Spin-current driven Dzyaloshinskii-Moriya interaction in multiferroic BiFeO3 from first principles

The electrical control of magnons opens up new ways to transport and process information for logic devices. In magnetoelectrical multiferroics, the Dzyaloshinskii-Moriya (DM) interaction directly allows for such control and hence is of major importance. We determine the origin and the strength of the (converse) spin-current DM interaction in the R3c bulk phase of multiferroic BiFeO3 based on density functional theory. Our data support only the existence of one DM interaction contribution originating from the spin-current model. By exploring the magnon dispersion in the full Brillouin zone, we show that the exchange is isotropic, but the DM interaction and anisotropy prefer any propagation and any magnetization direction within the full (111) plane.

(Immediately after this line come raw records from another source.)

PR #417, opened 2022-06-16
add suppert slice text

zkep:
such as get breadcrumbs navigation

### DIFF
--- a/example_test.go
+++ b/example_test.go
@@ -108,3 +108,31 @@ func ExampleSingle() {
 	// 123
 	// 1
 }
+
+func ExampleSeparatorText() {
+	html := `
+<html>
+  <body>
+    <div>1</div>
+    <div>2</div>
+    <div>3</div>
+  </body>
+</html>
+`
+	doc, err := goquery.NewDocumentFromReader(strings.NewReader(html))
+	if err != nil {
+		log.Fatal(err)
+	}
+	separator := ","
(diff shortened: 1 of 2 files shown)


mna:
Hello!

Thanks for your interest in goquery! As a general rule, you should always start by discussing new features in an issue instead of sending a Pull Request directly - it can avoid misunderstandings and unnecessary time spent working on a feature that doesn't get accepted.

That being said, I'm not totally against the idea, but you know how it goes, "yes" is forever (it has to be maintained in the package "forever", until a new major version is released with breaking changes/deprecation) while "no" can be temporary, and at the moment, I don't remember anyone asking for such a feature in goquery in past issues, so I'm not convinced it is worth adding to the package.

Also, goquery tries to stay close to the jquery API and this is not a jquery method, so if it was to be accepted, it would need to be moved from a method on the `Selection` type to a package-level function that takes a `Selection` as argument (e.g. a bit like other non-jquery-compatible functions, such as https://pkg.go.dev/github.com/PuerkitoBio/goquery#NodeName).

All this to say, for the moment I don't feel it's worth adding to goquery. You can do something similar if you don't have a deeply nested set of elements with this:

```
	sl := multiSel.Map(func(i int, s *goquery.Selection) string {
		return s.Text()
	})
	fmt.Println(sl)
```

But of course if you have nested elements, this would not quite work.

Martin

PR #427, opened 2022-09-03
Update installation instructions

noah-de:
Otherwise new comers who want to follow along would see something like this:
        'go get' is no longer supported outside a module.
	To build and install a command, use 'go install' with a version,
	like 'go install example.com/cmd@latest'
	For more information, see https://golang.org/doc/go-get-install-deprecation
	or run 'go help get' or 'go help install'.

### DIFF
--- a/README.md
+++ b/README.md
@@ -24,7 +24,7 @@ Syntax-wise, it is as close as possible to jQuery, with the same function names 
 
 Please note that because of the net/html dependency, goquery requires Go1.1+ and is tested on Go1.7+.
 
-    $ go get github.com/PuerkitoBio/goquery
+    $ go install github.com/PuerkitoBio/goquery@latest
 
 (optional) To run unit tests:
 


mna:
`go install` with the version specifier is to install commands (executables). Goquery is a package, `go get` is the right way to install it, it's just that you now have to be in a Go module to install it. I'd welcome a PR that makes that clearer.

noah-de:
Thanks for the kind reply. 
I am still getting used to how things work in Go, (recognizing a project's purpose via the structure of the source code).
Now I see that Goquery is a package installed (as a source based dependency) and then imported into code that is being written. The documentation does a pretty good job of showing that.
I was aware of the official discussion, https://github.com/golang/go/issues/40276  but am still new enough to the language that misunderstood the meaning, until now.

Additionally, I wanted to run the tests as well (according to instructiuons in the readme) but 
 `cd $GOPATH/src/github.com/PuerkitoBio/goquery` doesn't exist, since the install happened was for the module that I am working in and not the whole computer (as it would with an installed command).

A little digging (`go env`) revealed that a valid test path could be found in $GOMODCACHE: 
`go test ~/go/pkg/mod/github.com/\!puerkito\!bio/goquery@v1.8.0/`

However, that doesn't appear to be something that we would direct folks to run to test this code.
Do you have any suggestions for the correct way to run tests in the code that was installed with `go get`?

Many thanks!

PR #7364, opened 2024-07-02
Format all source with Clang and introduce lint workflow

nbolton:
https://symless.atlassian.net/browse/S1-1695


nbolton:
Force merged as SonarCloud is detecting problems in re-formatted files.

PR #7382, opened 2024-07-10
Re-run `macdeployqt6` to copy missing Qt 6 dependencies

nbolton:
https://symless.atlassian.net/browse/S1-1714

To test:
1. Same as https://github.com/symless/synergy-core/pull/7379
2. ... but actually test the binary: `./build/bundle/Synergy.app/Contents/MacOS/synergy`

### DIFF
--- a/scripts/lib/mac.py
+++ b/scripts/lib/mac.py
@@ -1,5 +1,5 @@
 import dmgbuild  # type: ignore
-import os, time, json
+import os, time, json, shutil
 import lib.cmd_utils as cmd_utils
 import lib.env as env
 from lib.certificate import Certificate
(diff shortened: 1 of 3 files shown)


scripts/lib/mac.py
```diff
@@ -101,18 +101,16 @@ def package_env_vars():
...
+        shutil.rmtree(app_path)
+
     print("Building bundle...")
+
     # cmake build install target should run macdeployqt
     cmd_utils.run("cmake --build build --target install", shell=True, print_cmd=True)
 
-    bundle_bin_path = "Contents/MacOS/synergy"
-    cmd_utils.run(
-        'install_name_tool -add_rpath "@executable_path/../Frameworks" '
```
nbolton, line 110: I removed the call to `install_name_tool` because it wasn't actually doing anything.

aquacash5 (approved):
Installed DMG and GUI seems to work fine.

PR #7417, opened 2024-07-29
Save hostname on `connect` and verify in `secureConnect`

nbolton:
https://symless.atlassian.net/browse/S1-1740


nbolton:
Will re-visit later.

PR #7445, opened 2024-08-22
Update `config.yaml` to support Linux Mint build target

import-that:
Linux Mint is a Debian downstream, and it should be supported as such.

I ran a build in a Linux Mint 21.3 x86_64 vm that completed without errors, and running `./build/bin/unittests` garnered 100% test passage.


nbolton (approved):

nbolton:
Tested and working on Linux Mint 22. Thanks for the PR! :+1:

PR #7454, opened 2024-08-30
Rip out stupid ‘no Wayland’ screen

nbolton:
https://symless.atlassian.net/browse/S1-1820


nbolton:
Closing. I was wrong; when the 1.15 server runs on Wayland, it almost works but is buggy as the mouse behaves strangely when transitioning between server and client.

PR #7463, opened 2024-09-02
Scripts to delete garbage releases and tags

nbolton:
https://symless.atlassian.net/browse/S1-1801


nbolton:
Not merging as this these scripts have served their purpose.

PR #7470, opened 2024-09-03
Port EI fixes to use `pipe2` instead of `pipe` and `fcntl`

nbolton:
> just noticed that doing a pipe2(pipefd, O_NONBLOCK) might be smarter here

@whot Looks good, tested on Wayland and X, client and server with libei main and libportal main :+1: 

---

https://symless.atlassian.net/browse/S1-1812


nbolton:
@whot Looks good, tested on Wayland and X, client and server with libei main and libportal main 👍

Issue #7518, opened 2024-09-17
Holding a key and exiting screen of Linux Wayland KDE client gets key stuck


enzious:
### What type of Synergy user are you?

Customer

### Discussion

- [X] I want to report a bug (I don't want to start a discussion)

### Product name

Synergy 1

### Synergy version number

1.16.0 beta

### Operating systems (OS)

- [ ] Windows
- [ ] macOS
- [X] Linux or Unix
- [ ] Other

### OS versions or Linux distros

- (Windows/Linux) (server)
- Gentoo Linux KDE Plasma 6 (client)

### Synergy configuration

- (windows/linux) (server)
- Gentoo Linux KDE Plasma 6 (client)

### What steps will reproduce the problem?

1. Start client and server
2. Move mouse to client screen
3. Hold key
4. Leave client screen

### Log output

```shell
[2024-09-16T13:37:51] ERROR: ei: 🪲  Bug: ei_device_keyboard_key: device is not emulating
```

enzious:
Not convinced it's just a KDE bug. Looking into the code a bit.

enzious:
- Updating to libei 1.3.0 did not resolve the issue.
- Commenting out the calls to `ei_device_stop_emulating(...)` mitigated the issue but resulted in 'share' dialog on re-entry.
- Commenting out code causing 'device is not emulating' log did not resolve the issue.

enzious:
I was right, here is what fixed it for me: https://github.com/enzious/deskflow/tree/fix/stuck-keys-on-leave

sithlord48:
Tested your fix in input-leap it works perfect please make a pr here for this !

enzious:
> Tested your fix in input-leap it works perfect please make a pr here for this !

That change may break edge cases. I'll submit a PR later that handles the issue better.

sithlord48:
I will update to be in sync with you changes. For both here and there.

nbolton:
Thanks for the bug report and PRs.

PR #7520, opened 2024-09-18
fix: stuck keys on leave

enzious:
Blocked by: https://github.com/deskflow/deskflow/pull/7522

---

On exiting a screen, deskflow attempts to unset keys that are down while leaving the screen. In some cases, such as with Wayland (EiScreen), the keys are reset but after the device emulation has already ended by `Screen::leave()`. This leaves the keys in the pressed state since the reset will fail after emulation stops, and may leave the keys stuck pressed until the environment implementing libei is restarted (such as with Kwin).

This pull request splits `Screen::leave()` into `Screen::canLeave()` and `Screen::leave()`, allowing for the keys to be reset in between.

Basically:
Check for screen leave allowed -> Reset keys -> Actually leave

Resolves: #7518

### DIFF
--- a/src/lib/platform/EiScreen.cpp
+++ b/src/lib/platform/EiScreen.cpp
@@ -345,7 +345,9 @@ void EiScreen::enter() {
 #endif
 }
 
-bool EiScreen::leave() {
+bool EiScreen::canLeave() { return true; }
+
+void EiScreen::leave() {
   if (!is_primary_) {
     if (ei_pointer_) {
       ei_device_stop_emulating(ei_pointer_);
@@ -359,7 +361,6 @@ bool EiScreen::leave() {
   }
 
   is_on_screen_ = false;
-  return true;
 }
 
 bool EiScreen::setClipboard(ClipboardID id, const IClipboard *clipboard) {
--- a/src/lib/platform/XWindowsScreen.cpp
+++ b/src/lib/platform/XWindowsScreen.cpp
@@ -326,7 +326,15 @@ void XWindowsScreen::enter() {
   m_isOnScreen = true;
 }
 
-bool XWindowsScreen::leave() {
+bool XWindowsScreen::canLeave() {
+  // raise and show the window, required to grab mouse and keyboard
+  XMapRaised(m_display, m_window);
+
+  // see if grabbing the mouse and keyboard, if primary, is possible
+  return !(m_isPrimary && !grabMouseAndKeyboard());
+}
+
+void XWindowsScreen::leave() {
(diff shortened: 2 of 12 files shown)


enzious:
Side note - after rebasing on master, I'm getting the following error while attempting to build for Windows:

image

src/lib/platform/XWindowsScreen.cpp
```diff
@@ -326,7 +326,16 @@ void XWindowsScreen::enter() {
   m_isOnScreen = true;
 }
 
-bool XWindowsScreen::leave() {
+bool XWindowsScreen::canLeave() {
+  // see if grabbing the mouse and keyboard, if primary, is possible
+  if (m_isPrimary && !grabMouseAndKeyboard()) {
```
sithlord48, line 331: This should be this same logic.
`return !(m_isPrimary && !grabMouseAndKeybaord());`

sithlord48 (commented):
The initial commit can be dropped as its just changed completely by the second one. 
Otherwise looks pretty good. Testing on inputleap

nbolton:
Thanks for the PR, we're currently renaming the project and I'm in the process of restoring CI functionality.
Updates: https://github.com/deskflow/deskflow/discussions/7517
Once CI is working, we can get your PR merged in.

src/lib/platform/XWindowsScreen.cpp
```diff
@@ -326,7 +326,12 @@ void XWindowsScreen::enter() {
   m_isOnScreen = true;
 }
 
-bool XWindowsScreen::leave() {
+bool XWindowsScreen::canLeave() {
```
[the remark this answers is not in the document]
enzious: Interesting, I'll have to test this after work.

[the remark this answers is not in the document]
enzious: Actually, fix was pretty simple. Pushed it.

src/lib/platform/EiScreen.cpp
```diff
@@ -345,7 +345,9 @@ void EiScreen::enter() {
 #endif
 }
 
-bool EiScreen::leave() {
+bool EiScreen::canLeave() { return true; }
```
sithlord48, line 348: Future improvement: This should be our default from the base class

nbolton: Perhaps it's worth making an issue for this.

enzious: Should I just resolve it here in this PR?

sithlord48 (approved):

Issue #7523, opened 2024-09-18
Compatibility with Synergy broken


enzious:
### Project

Deskflow

### Deskflow version number

1.17.0

### Operating systems (OS)

- [X] Windows
- [X] macOS
- [X] Linux
- [X] BSD-derived
- [ ] Other

### OS versions/distros

- Windows
- Linux
- Mac OSX

### Deskflow configuration

- N/A

### What steps will reproduce the problem?

1. Start Deskflow Server/Client
2. Attempt to connect with Synergy Server/Client

### Additional information

It appears that the following name change to Deskflow breaks compatibility with Synergy:
https://github.com/deskflow/deskflow/blob/9dc6377bd921f64109581746ddef3f50cb54d25a/src/lib/deskflow/protocol_types.cpp#L21

Is this desired or should I open a PR to revert this particular change?

If it is desirable to maintain compatibility, then leaving it as Synergy should be fine since the 'protocol' is still basically Synergy.

PR #7524, opened 2024-09-18
fix: protocol compatibility with Synergy

sithlord48:
Fixes: #7523 
revert protocol hello to `Synergy`

 NOTE: For compatibility with Barrier / InputLeap we need to use `Barrier` 
TODO: Check for and Send the correct one based on what we are connecting to

### DIFF
--- a/ChangeLog
+++ b/ChangeLog
@@ -1,5 +1,11 @@
 # 1.17.0
 
+Bug fixes:
+
+- #7524 Restore protocol compatibility with Synergy
+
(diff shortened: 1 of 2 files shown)


nbolton (dismissed):

nbolton (approved):

nbolton:
> NOTE: For compatibility with Barrier / InputLeap we need to use `Barrier`

It would be great if this was a setting in the GUI.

Our work emphasizes the significance of the asymmetric potential induced by the spin current over the structural asymmetry induced by the anionic octahedron in multiferroics such as BiFeO3.

Automated summary

The electrical control of magnons provides new possibilities for information transportation and processing in logic devices. The Dzyaloshinskii-Moriya (DM) interaction plays a crucial role in magnetoelectrical multiferroics by allowing direct control. This study uses density functional theory to determine the origin and strength of the DM interaction in BiFeO3 and highlights the significance of spin current-induced asymmetric potential in multiferroics.